DISCLAIMER: The last statement is quite intuitive and needs a better justification.

Idea #6

We could probably remove the remaining interaction without sacrifying security. It's likely fine to have static public random coefficients

ci which could be derived for example from the node's nodeID. In this case a seed node may compose and propagate a sample vector to its peers as soon as it received enough own vectors.

Idea #7

So far we have:

  • S - sharding factor
  • N - total number of original vectors
  • K = N / S - the number of vectors a node needs to download and custody

We want to minimize N to reduce the commitment and proof overheads.
We want to maximize S potentially to have a better sharding effect

Thus we want to minimize K.

However every regular node stores just 1/S of data and to sample the whole N-dimensional space a node needs to download at least S vectors.

Thus the K needs to be at least as large as S, thus it needs to be equal to S:

S == K
N = S ^ 2 == K ^ 2

Idea #8

Assuming the subfield

Cq is pretty small, e.g. fit just 1 byte. Then with S = 32 a sampling message should contain 32 * 1024 coefficients, i.e. 32 KBytes which is the same size as a data vector itself. That sounds like a significant overhead.

But what if we make the subfield

Cq even smaller: just 1 bit. A vector sampled from 32 original vectors still has quite few chances to be colinear with another random vector sampled from the same 32 original vectors - 1 / 2^32. This is not negligible but we are pretty OK to have rare collisions here. With 1-bit coefficient we would need just 4 KBytes to pass the original coefficients. That looks like a good saving.

The final algorithm

Brief overview

A node receives pseudo-random linear combination vectors from its peers.
Every vector accompanied with a basis vectors of subspace this vector was randomly sampled from. Subspace basis vectors are provably exist in peer custody.
The node samples until

  • all received basis vectors sum up the full N-dimensional space
  • receives at least S vectors for its custody

After that the node completes sampling and becomes the 'active' node which can be used for sampling by other nodes.

DA-RLNC.drawio

Note

The below Python-like code snippets are for illustration purposes only, they are not intended to be compiled and executed for now. Some obvious or library-like functions lack their implementations so far.

Types

Let data vector elements be from a finite field

Fp which could be mapped to 32 bytes (exact for simplicity, in fact it's a bit lower)

def FScalar

Let coefficients be from a significantly smaller subfield

Cq and could be encoded with COEF_SIZE bytes (could be fractional)

def CScalar

Let a single data vector has VECTOR_LEN elements from

Fp

def DataVector = Vector[FScalar, VECTOR_LEN]

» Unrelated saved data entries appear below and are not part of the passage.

PR #6899, opened 2025-11-12
chore: introduce jsdoc linter

BridgeAR:
The linter ensures that our added JSDoc is using valid types that can be picked up by the IDE. A couple of rules are either manually fixed or are deactivated that would be too strict for now. Activate more rules over time.

The linter is actually producing warnings instead of errors. This is helpful to differentiate the JSDoc issues from other linter errors. It will still fail the CI due to not accepting warnings.

### DIFF
--- a/yarn.lock
+++ b/yarn.lock
@@ -983,12 +983,7 @@
   resolved "https://registry.yarnpkg.com/@types/yoga-layout/-/yoga-layout-1.9.2.tgz#efaf9e991a7390dc081a0b679185979a83a9639a"
   integrity sha512-S9q47ByT2pPvD65IvrWp7qppVMpk9WGMbVq9wbWZOHg6tnXSD4vyhao6nOSBwwfDdV2p3Kx9evA9vI+XWTfDvw==
 
-"@typescript-eslint/types@^8.46.0":
-  version "8.46.4"
-  resolved "https://registry.yarnpkg.com/@typescript-eslint/types/-/types-8.46.4.tgz#38022bfda051be80e4120eeefcd2b6e3e630a69b"
-  integrity sha512-USjyxm3gQEePdUwJBFjjGNG18xY9A2grDVGuk7/9AkjIF1L+ZrVnwR5VAU5JXtUnBL/Nwt3H31KlRDaksnM7/w==
-
-"@typescript-eslint/types@^8.47.0":
+"@typescript-eslint/types@^8.46.0", "@typescript-eslint/types@^8.47.0":
   version "8.47.0"
   resolved "https://registry.yarnpkg.com/@typescript-eslint/types/-/types-8.47.0.tgz#c7fc9b6642d03505f447a8392934b9d1850de5af"
   integrity sha512-nHAE6bMKsizhA2uuYZbEbmp5z2UpffNrPEqiKIeN7VsV6UY/roxanWfoRrf6x/k9+Obf+GQdkm0nPU+vnMXo9A==


eslint.config.mjs
```diff
@@ -35,6 +36,7 @@ export default [
   {
     name: 'dd-trace/global-ignore',
     ignores: [
+      '**/.bun', // Ignore autogenerated bun files
```
BridgeAR, line 39: This is an independent fix. Running the linter with these entries there fails the linter and that makes it hard locally.

integration-tests/ci-visibility/unskippable-test/test-unskippable.js
```diff
@@ -1,3 +1,4 @@
+/* eslint-disable jsdoc/valid-types, jsdoc/check-tag-names */
 /**
  * @datadog {"unskippable": true}
```
BridgeAR, line 4: @juan-fernandez I guess we support this notation regularly?

JSDoc linter will complain it is not a valid type and I guess if we support this notation, customers could also run into a similar situation where it is difficult to make this value accepted in JSDocEslintPlugin. Could we wrap it in an object notation? That way it would be regular legit syntax.

packages/dd-trace/src/lambda/runtime/ritm.js
```diff
@@ -53,8 +53,7 @@ function _extractModuleNameAndHandlerPath (handler) {
   const FUNCTION_EXPR = /^([^.]*)\.(.*)$/
   const match = handler.match(FUNCTION_EXPR)
   if (!match || match.length !== 3) {
-    // Malformed Handler Name
-    return // TODO: throw error
+    throw new Error(`Malformed handler name: ${handler}`)
```
BridgeAR, line 56: The way we use this API would have always caused an error, since we destructure the return value.
Thus, throwing an error seems better than the current behavior.

eslint.config.mjs
```diff
@@ -56,6 +58,7 @@ export default [
     ]
   },
   { name: '@eslint/js/recommended', ...eslintPluginJs.configs.recommended },
+  { name: 'jsdoc/recommended', ...eslintPluginJSDoc.configs['flat/recommended'] },
```
watson: We only add the names for the configs that doesn't ship with one. In that past ESLint configs didn't have names. Now they do, so almost all newer ESLint configs come with one. I usually load it up in the REPL and type `eslintPluginJSDoc.configs['flat/recommended'].name` to check. So you can simplify this line to:

```suggestion
  eslintPluginJSDoc.configs['flat/recommended'],
```

packages/dd-trace/test/debugger/devtools_client/condition-test-cases.js
```diff
@@ -845,7 +848,7 @@ function createClassWithOverloadedMethodInPrototypeChain (Builtin, propName) {
  *  collectionOperations: TestCase[],
  *  membershipAndMatching: TestCase[],
  *  typeAndDefinitionChecks: TestCase[]
- * }} */
+  }} */
```
watson: I think this looks nicer

```suggestion
 * }} 
 */
```

packages/dd-trace/test/debugger/devtools_client/breakpoints.spec.js
```diff
@@ -463,8 +463,9 @@ describe('breakpoints', function () {
  * @param {object} [config] Optional configuration object.
  * @param {string} [config.id='probe-1'] The probe ID.
  * @param {number} [config.version=1] The probe version.
- * @param {object} [config.where={ sourceFile: 'test.js', lines: ['10'] }] The location information.
- * @param {object} [config.when={ json: { eq: [{ ref: 'foo' }, 42] }, dsl: 'foo = 42' }] The condition for the probe.
+ * @param {object} [config.where = { sourceFile: 'test.js', lines: ['10'] }] The location information.
+ * @param {object} [config.when] The condition for the probe.
+ *  { json: { eq: [{ ref: 'foo' }, 42] }, dsl: 'foo = 42' } by default.
```
watson: In all our other JSDoc comments where we wrap a line, we always indent by two spaces on the 2nd line:

```suggestion
 *   { json: { eq: [{ ref: 'foo' }, 42] }, dsl: 'foo = 42' } by default.
```

BridgeAR: We could likely find a rule for that as well 😆

eslint.config.mjs
BridgeAR: I also removed it from @eslint/js/recommended. I just didn't check that closely.

packages/dd-trace/src/plugins/plugin.js
```diff
@@ -118,18 +118,16 @@ module.exports = class Plugin {
...
      */
-    const wrappedHandler = function () {
+    const wrappedHandler = (...args) => {
       try {
-        return handler.apply(this, arguments)
-      } catch (e) {
-        logger.error('Error in plugin handler:', e)
-        logger.info('Disabling plugin: %s', plugin.id)
-        plugin.configure(false)
+        return handler(...args)
```
watson: I can't immediately see if `handler` will be bound to the correct object here compared to previously. It might be ok, but should be verified by someone more familiar with this part of the code

BridgeAR: This is indeed a regression. While looking into it, I found a bug here, so I went ahead and opened a separate PR to fix that: https://github.com/DataDog/dd-trace-js/pull/6947

I will push a local fix to also handle the instance correct, while I only added the test in the other PR.

watson (approved):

The sharding factor S means that every regular node receives, sends and stores just 1/S fraction of the whole data.

Let N = S * S and let the whole data be spit onto N original DataVectors:

def OriginalData = Vector[DataVector, N]

Derived DataVector is a linear combination of original DataVectors. Since an original vector is just a special case of a derived vector we will no longer make any distinctions between them.

To validate a DataVector against commitment its linear combination coefficients should be known:

def ProofVector = Vector[CScalar, N]

There is also a slightly different sequence of coefficents which is used when deriving a new vector from existing DataVectors:

def CombineVector = List[CScalar]

Structures

A data vector accompanied by the its linear combination coefficients

class DataAndProof:
    data_vector: DataVector
    proof: ProofVector

The only message for dissemination is

class DaMessage:
    data_vector: DataVector
    # coefVector for validation is derived
    orig_coeff_vectors: List[CombineVector, N]
    seq_no: Int

There is an ephemeral store for a block data:

class BlockDaStore:
    custody: List[DataAndProof, N]
    sample_matrix: List[ProofVector]
    
    # commitment is initialized first from the corresponding block
    commitment: Vector[RistrettoPoint]

Functions

Let the function random_coef generates a deterministically random coefficient vector with the seed (nodeId, seq_no):

def random_coef(node_id: UInt256, length: int, seq_no: int) -> CombineVector

Let's define an abstract utility function to compute linear combination of any vectors:

def linear_combination(
        vectors: Sequence[AnyVector], 
        coefficients: CombineVector) -> AnyVector

Function which performs linear operations on DataVectors and ProofVectors simultaneously to transform the ProofVectors to RREF:

def to_rref(data_vectors: Sequence[DataAndProof]) -> Sequence[DataAndProof]
def is_rref(proofs: Sequence[ProofVector]) -> bool

The function creating a new deterministically random message from existing custody vectors for a specific peer:

def create_da_message(
        da_store: BlockDaStore
        receiver_node_id: uint256, 
        seq_no: int) -> DaMessage:
    rref_custody_data = to_rref_form(da_store.custody)
    rnd_coefs = random_coef(receiver_node_id, len(rref_custody_data), seq_no)
    data_vector = linear_combination(rref_custody_data, rnd_coefs)
    custody_proofs = [e.proof for e in da_store.custody]
    return DaMessage(data_vector, Vector(custody_proofs), seq_no)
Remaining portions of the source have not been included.